Here are three violin bottles. Are any of these real? The aqua and green one seem really crude and lop sided. The cobalt has a 1 on the bottom, the green has a D on the bottom, and the aqua has nothing on the bottom.
 Robert
 barqs19


----------



## whiskeyman

Clevenger Bros Glass Works of Clayton NJ made  many of these for some years...up until they closed in the late 1980's (?)....They also made a Banjo type.
 The blue one dates from the 1930's or 40's....Probably made for  women's cologne or toilet water....Prices vary....Most Clevenger Bros glass  after 1964 is marked with a CB, before that only a paper label was used.
 I have seen these advertised in an old magazine as a Bud Vase....they came with a metal hanger...and one placed flowers/vines in them and hung them about the house...I have owned a few  that must have been used in just that way ,as their interiors were stained from years of water standing in them...
 Repo hangers are available on Ebay, probably some "original" ones too.


----------



## David E

Hey Robert, if you get any info on the violin bottles, I sure would like to know.
 I have an Aqua and a clear one.
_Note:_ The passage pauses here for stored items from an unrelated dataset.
Issue #3610, opened 2020-11-08
xmldb:login raises IllegalStateException


adamretter:
Sometimes when calling `xmldb:login` Jetty raises the following IllegalStateException when eXist-db tries to store the authenticated user in the Session.

eXist-db should handle this case (whatever the root issue is) gracefully.

```
Caused by: java.lang.IllegalStateException: Not valid for write: id=node01t6o5gyqhskj1851thoquyv2214675 created=1604829866943 accessed=1604829872742 lastaccessed=1604829866943 maxInactiveMs=1800000 expiry=1604831672742
	at org.eclipse.jetty.server.session.Session.checkValidForWrite(Session.java:667) ~[jetty-server-9.4.34.v20201102.jar:9.4.34.v20201102]
	at org.eclipse.jetty.server.session.Session.setAttribute(Session.java:806) ~[jetty-server-9.4.34.v20201102.jar:9.4.34.v20201102]
	at org.exist.http.servlets.HttpSessionWrapper.setAttribute(HttpSessionWrapper.java:121) ~[exist-core-1.0.0-SNAPSHOT.jar:1.0.0-SNAPSHOT]
	at org.exist.xquery.functions.xmldb.XMLDBAuthenticate.lambda$0(XMLDBAuthenticate.java:193) ~[exist-core-1.0.0-SNAPSHOT.jar:1.0.0-SNAPSHOT]
	at java.util.Optional.ifPresent(Optional.java:183) ~[?:?]
	at org.exist.xquery.functions.xmldb.XMLDBAuthenticate.cacheUserInHttpSession(XMLDBAuthenticate.java:193) ~[exist-core-1.0.0-SNAPSHOT.jar:1.0.0-SNAPSHOT]
	at org.exist.xquery.functions.xmldb.XMLDBAuthenticate.eval(XMLDBAuthenticate.java:170) ~[exist-core-1.0.0-SNAPSHOT.jar:1.0.0-SNAPSHOT]
```

ndw:
This appears to be reproducible if the browser cache is cleared of cookie data before the request.

PR #3612, opened 2020-11-08
Avoid IllegalStateException in Http Session functions

adamretter:
Fixes an `IllegalStateException` which could occur when eXist-db tries to perform Http Session functions but the session has been invalidated (but not yet cleaned up by Jetty).

I back-ported these tests and fixes from FusionDB.

Closes https://github.com/eXist-db/exist/issues/3610


dizzzz (approved):
LGTM

reinhapa:
LGTM

PR #3613, opened 2020-11-08
Log a warning if a collection.xconf is binary

adamretter:
Log's a warning if an encountered Collection Configuration document (e.g. collection.xconf) is a Binary document instead of an XML Document.


exist-core/src/main/java/org/exist/dom/persistent/DocumentImpl.java
```diff
@@ -444,11 +444,6 @@ public void setReferenced(final boolean referenced) {
         isReferenced = referenced;
     }
 
-    @EnsureContainerLocked(mode=READ_LOCK)
```
dizzzz, line 447: not used?

dizzzz (approved):

PR #3621, opened 2020-11-17
Remove code which duplicates Commons IO

adamretter:
A very simple small change to remove a class which duplicates behaviour that is available in an already used dependency.


dizzzz:
I remember to implement my own counter as the commons-io classes are doing a lot more under the hood, leading to overhead.

line-o (dismissed):
LGTM

adamretter:
@dizzzz Where do you see the overhead? I would think that reading the data from the database would far eclipse any overhead in the counting.

dizzzz:
I tried te remember from my head; need to check :-)

dizzzz (approved):

PR #3622, opened 2020-11-18
Fix NPE and Deadlock when Path Locks are used for Documents

adamretter:
The use of Path Locks for Documents has always been experimental. However, some issues have been reported when they are enabled by advanced users. This PR addresses those issues.

**NOTE:** I have tested this by running the full test-suite for eXist-db with `<document use-path-locks="false"/>` and then again with `<document use-path-locks="true"/>` set in `conf.xml`. All tests pass :-)


dizzzz (approved):
never seen the Path locks.... :-/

Neither one will stand on it's own and I always thought their should have been a wire around them to hang on a wall.
 Dave


----------



## whiskeyman

For info on Violin Bottles, check out this site:
 http://viobot.tripod.com/page2.html


----------



## BARQS19

Why would they have hangers?
 Robert


----------



## David E

Robert, I sent a message to that violin man, for a little info on bottles. Do beleive though they were for decoration purpose. But I have seen a whiskey with the liquor
 law words on it ABM.
 Dave


----------



## portland med. man

i saw a aqua one with the origanal hanger on the back wicked crude and definatly blown small small lip flake 18 bucks at consignment shop i didnt grab it up but maybe i will i dug a broken cobalt one in a old farm dump that had a ton of milk and canning jars in it... two on the left appear to be older...... cheers.


----------



## BARQS19

I did see one on ebay with a maple syrup label on it.
 Robert


----------



## whiskeyman

I believe Old Bardstown KY. whiskey came in the amber ABM one...made in 2 different sizes circa late 1960's and into early 1970's.  Have seen ceramic violoin/fiddles and ones made like ashtrays. Clevenger Bros probably made theirs beginning in the early 1930's.
 Some were made in France and probably Italy as well.  Kanawha Glass Co of W.VA made several colors... one particularly sought after is the amberina one. 
 I like the banjo shape ones better, especially ones with enameled florals painted allover.


----------